Lucunya, setelah perseteruan itu kini mereda, Depe kembali menebar sensasi dengan mengaku bahwa dirinya terkena santet. Ian pun agaknya tersindir.
"Kemarin dia kabarnya habis kena santet, ntar gue yang berbau Kalimantan disangkutkan, nggak maulah. Yau dah kita stop (musuhan) aja dulu," ucap Ian ditemui di Kebon Jeruk, Jakarta Barat, Jumat (13/12/2013).
SCROLL TO CONTINUE WITH CONTENT
"Yang pasti gini, tanggung jawab harus ada. Ada kemarin isu dia disantet, kita nggak mau mencampuradukkan. Sekarang klip kita belum selesai dan belum tayang," katanya.
Ian agaknya juga masih gemas karena hasil video klip berjudul 'Parah' yang dibintangi Depe kurang maksimal. "Dia secara hak udah dapet, tinggal kewajiban belum. Gue lihat dia disantet, ya udah stop dulu," sambungnya.

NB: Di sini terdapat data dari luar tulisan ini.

PR #3645, opened 2026-08-27
feat(doctor): add proxy URL format check (LLM_PROXY_URL)

TimeToBuildBob:
## Summary

- Adds `_check_proxy()` to `gptme/cli/doctor.py` that validates `LLM_PROXY_URL` when configured
- Registers the new check in `run_diagnostics()` between `_check_config` and `_check_api_keys`
- 10 new tests covering all branches, including the malformed-URL case from #3526

## Motivation

`gptme-doctor` had zero proxy-related checks (`grep -c -i proxy gptme/cli/doctor.py` returns 0 before this PR). The proxy-detection logic in `gptme/llm/llm_anthropic.py` sets `_is_proxy = proxy_url is not None`, which silently changes model ID formatting (`api_model = f"anthropic/{model}" if (via_gptme or _is_proxy) else model`) even for malformed URLs.

illiand's failure in #3526 is exactly this case — a misconfigured `LLM_PROXY_URL` changed routing with no diagnostic surface.

## What the check does

| URL | Result |
|-----|--------|
| Not set | SKIPPED — no proxy configured |
| `https://proxy.example.com` | OK |
| `http://localhost:8080` | OK |
| `proxy.example.com` (no scheme) | ERROR — must be http/https |
| `https://` (no host) | ERROR — missing host |
| `https://proxy.example.com/v1/api` | WARNING — trailing path may conflict with SDK routing |

## Test plan

- [ ] `env -u VIRTUAL_ENV uv run python -m pytest tests/test_doctor.py::TestCheckProxy -v` — all 10 tests pass
- [ ] `env -u VIRTUAL_ENV uv run python -m pytest tests/test_doctor.py -q` — all 88 tests pass
- [ ] `LLM_PROXY_URL=not-a-url gptme-doctor` surfaces an ERROR check for the proxy

### DIFF
--- a/gptme/cli/doctor.py
+++ b/gptme/cli/doctor.py
@@ -427,14 +427,15 @@ def _check_proxy(verbose: bool = False) -> list[CheckResult]:
     if port is not None:
         display_host = f"{display_host}:{port}"
 
-    # Path should be empty or just "/" — the Anthropic SDK appends its own paths
+    # Path should be empty or just "/" — the Anthropic SDK appends its own paths.
+    # Do not include it in diagnostics because proxy paths may contain credentials.
     if parsed.path and parsed.path != "/":
         results.append(
             CheckResult(
                 name="Proxy: LLM_PROXY_URL",
                 status=CheckStatus.WARNING,
-                message=f"URL has a non-root path {parsed.path!r} — may conflict with SDK routing",
-                details=f"Proxy: {parsed.scheme}://{display_host}{parsed.path}"
+                message="URL has a non-root path — may conflict with SDK routing",
+                details=f"Proxy: {parsed.scheme}://{display_host}/[path redacted]"
                 if verbose
                 else None,
                 fix_hint="Consider removing the path component; the Anthropic SDK appends its own paths",
--- a/gptme/cli/doctor.py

"Kemarin udah kasih ultimatum selama tiga hari, tapi dia nggak bisa selesai cuma tiga hari ultimatum. Nggak lama ternyata ada masalah baru," keluh Ian lagi.
Masalah Ian dan Depe berawal dari pembuatan video klip terbaru Radja bertajuk 'Parah'. Depe yang didapuk menjadi bintang video klip menolak melanjutkan adegan karena merasa durasi sudah kelewat batas.
Terlebih sang pedangdut merasa adegan terlalu banyak modifikasi sehingga membuatnya tak nyaman. Akhirnya Depe memilih cabut dari pembuatan video klip sementara Radja merasa syuting belum tuntas.